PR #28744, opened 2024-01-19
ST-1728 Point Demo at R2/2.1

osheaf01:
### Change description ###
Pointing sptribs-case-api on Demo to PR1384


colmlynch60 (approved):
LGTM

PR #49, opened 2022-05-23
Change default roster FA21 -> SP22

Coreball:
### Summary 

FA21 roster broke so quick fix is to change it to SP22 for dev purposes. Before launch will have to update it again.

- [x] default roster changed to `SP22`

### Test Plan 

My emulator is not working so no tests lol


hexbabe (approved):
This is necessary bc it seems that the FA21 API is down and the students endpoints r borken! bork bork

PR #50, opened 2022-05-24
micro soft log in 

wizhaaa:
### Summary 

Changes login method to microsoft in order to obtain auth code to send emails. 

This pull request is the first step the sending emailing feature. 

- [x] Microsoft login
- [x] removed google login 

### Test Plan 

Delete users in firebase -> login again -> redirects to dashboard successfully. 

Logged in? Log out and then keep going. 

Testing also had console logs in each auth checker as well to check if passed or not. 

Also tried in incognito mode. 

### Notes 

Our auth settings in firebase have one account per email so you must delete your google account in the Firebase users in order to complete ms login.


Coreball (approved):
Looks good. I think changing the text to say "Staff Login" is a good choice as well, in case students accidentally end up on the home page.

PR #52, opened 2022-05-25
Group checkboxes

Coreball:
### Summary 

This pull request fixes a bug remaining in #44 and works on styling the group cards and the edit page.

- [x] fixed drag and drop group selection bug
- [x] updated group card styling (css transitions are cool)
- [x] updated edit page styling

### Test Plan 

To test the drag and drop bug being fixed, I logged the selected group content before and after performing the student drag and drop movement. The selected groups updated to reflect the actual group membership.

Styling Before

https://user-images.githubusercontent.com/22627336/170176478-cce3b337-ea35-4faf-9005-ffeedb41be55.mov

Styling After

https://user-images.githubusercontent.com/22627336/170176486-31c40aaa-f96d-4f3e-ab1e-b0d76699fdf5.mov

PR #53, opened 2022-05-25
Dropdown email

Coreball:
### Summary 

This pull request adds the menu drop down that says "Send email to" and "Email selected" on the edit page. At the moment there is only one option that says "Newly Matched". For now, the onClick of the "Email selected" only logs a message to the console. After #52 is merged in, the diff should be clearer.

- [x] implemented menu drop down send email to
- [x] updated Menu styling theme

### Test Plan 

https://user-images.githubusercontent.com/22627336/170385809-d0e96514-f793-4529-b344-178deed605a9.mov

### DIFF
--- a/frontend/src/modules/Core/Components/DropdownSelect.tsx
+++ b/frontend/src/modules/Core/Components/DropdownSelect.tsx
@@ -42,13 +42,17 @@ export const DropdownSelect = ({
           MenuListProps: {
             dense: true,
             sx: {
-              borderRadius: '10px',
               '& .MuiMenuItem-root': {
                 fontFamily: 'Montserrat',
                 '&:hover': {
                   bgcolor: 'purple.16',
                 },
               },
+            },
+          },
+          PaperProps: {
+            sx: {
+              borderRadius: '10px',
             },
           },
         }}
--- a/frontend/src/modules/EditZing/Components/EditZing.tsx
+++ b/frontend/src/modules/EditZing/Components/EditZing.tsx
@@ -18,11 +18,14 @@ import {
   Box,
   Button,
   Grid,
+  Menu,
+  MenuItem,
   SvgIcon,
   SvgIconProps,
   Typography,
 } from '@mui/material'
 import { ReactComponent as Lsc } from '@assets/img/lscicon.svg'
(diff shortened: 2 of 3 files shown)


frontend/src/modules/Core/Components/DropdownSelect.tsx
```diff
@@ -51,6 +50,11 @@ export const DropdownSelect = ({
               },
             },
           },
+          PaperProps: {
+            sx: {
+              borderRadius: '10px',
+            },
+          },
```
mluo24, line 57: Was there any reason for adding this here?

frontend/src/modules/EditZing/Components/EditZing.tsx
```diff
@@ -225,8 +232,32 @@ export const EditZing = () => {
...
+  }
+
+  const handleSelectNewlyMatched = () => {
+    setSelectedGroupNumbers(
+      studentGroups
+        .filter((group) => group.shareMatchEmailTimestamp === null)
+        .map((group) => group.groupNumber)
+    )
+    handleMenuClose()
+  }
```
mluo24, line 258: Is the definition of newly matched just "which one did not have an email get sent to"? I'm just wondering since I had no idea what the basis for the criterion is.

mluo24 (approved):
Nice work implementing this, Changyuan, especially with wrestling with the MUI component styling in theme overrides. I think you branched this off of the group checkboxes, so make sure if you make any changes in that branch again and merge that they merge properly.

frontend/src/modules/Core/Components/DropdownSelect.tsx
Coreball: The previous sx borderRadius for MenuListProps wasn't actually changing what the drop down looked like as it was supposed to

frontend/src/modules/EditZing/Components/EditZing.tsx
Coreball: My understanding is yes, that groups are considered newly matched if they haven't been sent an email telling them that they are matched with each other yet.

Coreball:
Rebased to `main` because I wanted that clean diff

-=-=-=-=-

__WHAT IS NEEDED__. Considering only the material above, set down every line from the one with "ST-1728 Point Demo at R2/2.1" to the one with "Styling After", inclusive, exactly as written.

__REPLY TO THE TASK__.
ST-1728 Point Demo at R2/2.1

osheaf01:
### Change description ###
Pointing sptribs-case-api on Demo to PR1384


colmlynch60 (approved):
LGTM

PR #49, opened 2022-05-23
Change default roster FA21 -> SP22

Coreball:
### Summary 

FA21 roster broke so quick fix is to change it to SP22 for dev purposes. Before launch will have to update it again.

- [x] default roster changed to `SP22`

### Test Plan 

My emulator is not working so no tests lol


hexbabe (approved):
This is necessary bc it seems that the FA21 API is down and the students endpoints r borken! bork bork

PR #50, opened 2022-05-24
micro soft log in 

wizhaaa:
### Summary 

Changes login method to microsoft in order to obtain auth code to send emails. 

This pull request is the first step the sending emailing feature. 

- [x] Microsoft login
- [x] removed google login 

### Test Plan 

Delete users in firebase -> login again -> redirects to dashboard successfully. 

Logged in? Log out and then keep going. 

Testing also had console logs in each auth checker as well to check if passed or not. 

Also tried in incognito mode. 

### Notes 

Our auth settings in firebase have one account per email so you must delete your google account in the Firebase users in order to complete ms login.


Coreball (approved):
Looks good. I think changing the text to say "Staff Login" is a good choice as well, in case students accidentally end up on the home page.

PR #52, opened 2022-05-25
Group checkboxes

Coreball:
### Summary 

This pull request fixes a bug remaining in #44 and works on styling the group cards and the edit page.

- [x] fixed drag and drop group selection bug
- [x] updated group card styling (css transitions are cool)
- [x] updated edit page styling

### Test Plan 

To test the drag and drop bug being fixed, I logged the selected group content before and after performing the student drag and drop movement. The selected groups updated to reflect the actual group membership.

Styling Before

https://user-images.githubusercontent.com/22627336/170176478-cce3b337-ea35-4faf-9005-ffeedb41be55.mov

Styling After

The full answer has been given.